Only one commercial lab in the world, Dwayne's Photo in Parsons, Kan.,
still develops Kodachrome, a once-ubiquitous brand that has
freeze-framed the world in rich, but authentic, hues since it was
introduced in the Great Depression.
Eastman Kodak Co. now makes the slide and motion-picture film in just
one 35mm format and production runs -- in which a master sheet nearly a
mile long is cut up into more than 20,000 rolls -- fall at least a year
apart.
Kodak won't say when the last one occurred nor hint at Kodachrome's
prospects. Kodachrome stocks currently on sale have a 2009 expiration
date. If the machines aren't fired up again, the company might just sell
out the remaining supplies and that would be the end.

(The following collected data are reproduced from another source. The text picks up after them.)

PR #1075, opened 2022-08-29
Use clang-cl to build libyuv on Windows on CI

tongyuantongyu:
libyuv has far more optimized routines written for GCC/Clang than MSVC. Use clang-cl to build libyuv so that these can be used on Windows.

### DIFF
--- a/.github/workflows/ci-windows.yml
+++ b/.github/workflows/ci-windows.yml
@@ -66,6 +66,9 @@ jobs:
       if: steps.cache-ext.outputs.cache-hit != 'true'
       working-directory: ./ext
       run: ./libyuv.cmd
+      env:
+        CC: clang-cl
+        CXX: clang-cl
     - name: Build libjpeg
       if: steps.cache-ext.outputs.cache-hit != 'true'
       working-directory: ./ext
--- a/.github/workflows/ci-windows.yml
+++ b/.github/workflows/ci-windows.yml
@@ -66,9 +66,6 @@ jobs:
       if: steps.cache-ext.outputs.cache-hit != 'true'
       working-directory: ./ext
       run: ./libyuv.cmd
-      env:
-        CC: clang-cl
-        CXX: clang-cl
     - name: Build libjpeg
       if: steps.cache-ext.outputs.cache-hit != 'true'
       working-directory: ./ext
--- a/appveyor.yml
+++ b/appveyor.yml
@@ -24,7 +24,9 @@ install:
  - dav1d.cmd
  - libjpeg.cmd
  - zlibpng.cmd
+ - set CC=clang-cl && set CXX=clang-cl
  - libyuv.cmd
+ - set "CC=" && set "CXX="
  - cd ..
  # Configure with CMake
  - mkdir build
--- a/appveyor.yml
+++ b/appveyor.yml
@@ -24,7 +24,7 @@ install:
  - dav1d.cmd
  - libjpeg.cmd
  - zlibpng.cmd
- - set CC=clang-cl && set CXX=clang-cl
+ - set "CC=clang-cl" && set "CXX=clang-cl"
  - libyuv.cmd
  - set "CC=" && set "CXX="
  - cd ..
--- a/ext/libyuv.cmd
+++ b/ext/libyuv.cmd
@@ -6,6 +6,8 @@
 
 : # If you're running this on Windows, be sure you've already run this (from your VC2019 install dir):
 : #     "C:\Program Files (x86)\Microsoft Visual Studio\2019\Professional\VC\Auxiliary\Build\vcvars64.bat"
+: # Clang-cl is recommended to build libyuv on Windows. Run this if you have clang-cl installed:
+: #     set CC=clang-cl && set CXX=clang-cl
 
 git clone --single-branch https://chromium.googlesource.com/libyuv/libyuv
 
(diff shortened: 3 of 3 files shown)


.github/workflows/ci-windows.yml
```diff
@@ -66,6 +66,9 @@ jobs:
       if: steps.cache-ext.outputs.cache-hit != 'true'
       working-directory: ./ext
       run: ./libyuv.cmd
+      env:
+        CC: clang-cl
+        CXX: clang-cl
```
y-guyon, line 71: I believe `.github/workflows/ci-windows.yml` was made to test MSVC compilation success rather than test performance. I recommend reverting this file.

This is a good idea for AppVeyor though, because its purpose is binary distribution for users.

y-guyon (approved):

.github/workflows/ci-windows.yml
tongyuantongyu: Done.

y-guyon:
Let's wait for one successful AppVeyor run then Squash and merge this PR.

ext/libyuv.cmd
```diff
@@ -6,6 +6,8 @@
 
 : # If you're running this on Windows, be sure you've already run this (from your VC2019 install dir):
 : #     "C:\Program Files (x86)\Microsoft Visual Studio\2019\Professional\VC\Auxiliary\Build\vcvars64.bat"
+: # Clang-cl is recommended to build libyuv on Windows. Run this if you have clang-cl installed:
```
wantehchang, line 9: Nit: Change the first sentence to "It is recommended to build libyuv with clang-cl on Windows." We can also explain the reason is that MSVC doesn't support the assembly code in libyuv, which is written in the GCC inline assembly syntax.

wantehchang (changes requested):
Yuan: This is a good change. I posted some comments in the files.

Ideally we should have a CI in .github/workflows/ that builds everything with clang-cl. But I didn't have time to look into that.

.github/workflows/ci-windows.yml
wantehchang: I just saw this discussion. I think this change is fine because libyuv is less valuable without its assembly code. I wanted to make this kind of change but I didn't have time to look into it.

Yuan: Because of the use of the cache files for the `ext/` directory, you will need to make a dummy change to one of the `ext/*cmd` files in this pull request, or temporarily comment out line 66 `if: steps.cache-ext.outputs.cache-hit != 'true'`.

wantehchang: Just to clarify -- it is okay to deter this change to a separate pull request.

jzern: > Yuan: Because of the use of the cache files for the `ext/` directory, you will need to make a dummy change to one of the `ext/*cmd` files in this pull request, or temporarily comment out line 66 `if: steps.cache-ext.outputs.cache-hit != 'true'`.

I wonder if an alternative in changes like this would be to add a version (v1,v2,etc) to the `key: ${{ runner.os }}-${{ hashFiles('ext/*.cmd') }}` and increase it to force a rerun.

wantehchang: Yuan: I just noticed that this pull request contains a change to `ext/libyuv.cmd`, so no need for a dummy change to one of the `ext/*cmd` files. Sorry about my confusion.

James: I am considering adding a dummy file such as `ext/touch.cmd` or `ext/update-cache.cmd`

ext/libyuv.cmd
tongyuantongyu: Done. The appveyor build has been pending for 10 hours, but since I only updated comment this should success.

appveyor.yml
```diff
@@ -24,7 +24,9 @@ install:
  - dav1d.cmd
  - libjpeg.cmd
  - zlibpng.cmd
+ - set CC=clang-cl && set CXX=clang-cl
  - libyuv.cmd
+ - set "CC=" && set "CXX="
```
wantehchang, line 29: Yuan: Do we need to quote `CC=` and `CXX=` in this command?

You did not quote `CC=clang-cl` and `CXX=clang-cl` in line 27.

ext/libyuv.cmd
```diff
@@ -6,6 +6,9 @@
 
 : # If you're running this on Windows, be sure you've already run this (from your VC2019 install dir):
 : #     "C:\Program Files (x86)\Microsoft Visual Studio\2019\Professional\VC\Auxiliary\Build\vcvars64.bat"
+: # It is recommended to build libyuv with clang-cl on Windows, because most libyuv's assembly code is written in GCC
+: # inline assembly syntax which MSVC doesn't support. Run this if you have clang-cl installed:
```
wantehchang, line 10: Nit: add "of" after "most".

Add a comma `,` between "syntax" and "which".

Keep the line length under 100 characters.

```
: # It is recommended to build libyuv with clang-cl on Windows, because most of libyuv's assembly
: # code is written in GCC inline assembly syntax, which MSVC doesn't support. Run this if you have
: # clang-cl installed:
```

wantehchang (changes requested):
Yuan: I have a question (which I somehow neglected to post last time) and a suggested change.

appveyor.yml
wantehchang: Thanks for the explanation. Then please quote the first one so that the value of `CC` doesn't have a trailing space:

```
- set "CC=clang-cl" && set "CXX=clang-cl"
```

Make the same change to the comment in ext/libyuv.cmd. Thanks.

"It's a low-volume product; all volumes [of color film] are down," says
spokesman Chris Veronda.
For decades, Kodachrome was the standard choice for professional color
photography and avant-garde filmmaking. At its peak, a reverential Paul
Simon crooned "Mama, don't take my Kodachrome away" in 1973. It's the
only film to have a state park named after it -- photogenic Kodachrome
Basin State Park in the red-rock canyons of southern Utah.
During its mass-market heyday in the 1960s and '70s, countless
snapshooters put friendships in peril every time they hauled out a
carousel projector and trays of slides to replay a family vacation.
But the landmark color transparency created by Leopold Godowsky Jr. and
Leopold Mannes -- "God and Man" in photo research circles -- went into a
tailspin a generation ago. It was eclipsed by video, easy-to-process
color negative films, and a tidal-wave preference for hand-sized prints.
Nowadays, Kodachrome is confined to a small global market of devotees
who wouldn't settle for anything else. And before long, industry
watchers say, Kodak might well stop serving that steadily-shrinking
niche as the 128-year-old photography pioneer bets its future on
electronic imaging.
The digital revolution is undermining all varieties of film, even a
storied one that garnered its share of spectacular images: the giant
Hindenburg zeppelin dissolving in a red-orange fireball in 1936; Edmund
Hillary's dreamy snapshot of his Sherpa climbing partner atop Everest in
1953; and, most iconic of all, Abraham Zapruder's 8-millimeter reel of
President Kennedy's assassination in 1963.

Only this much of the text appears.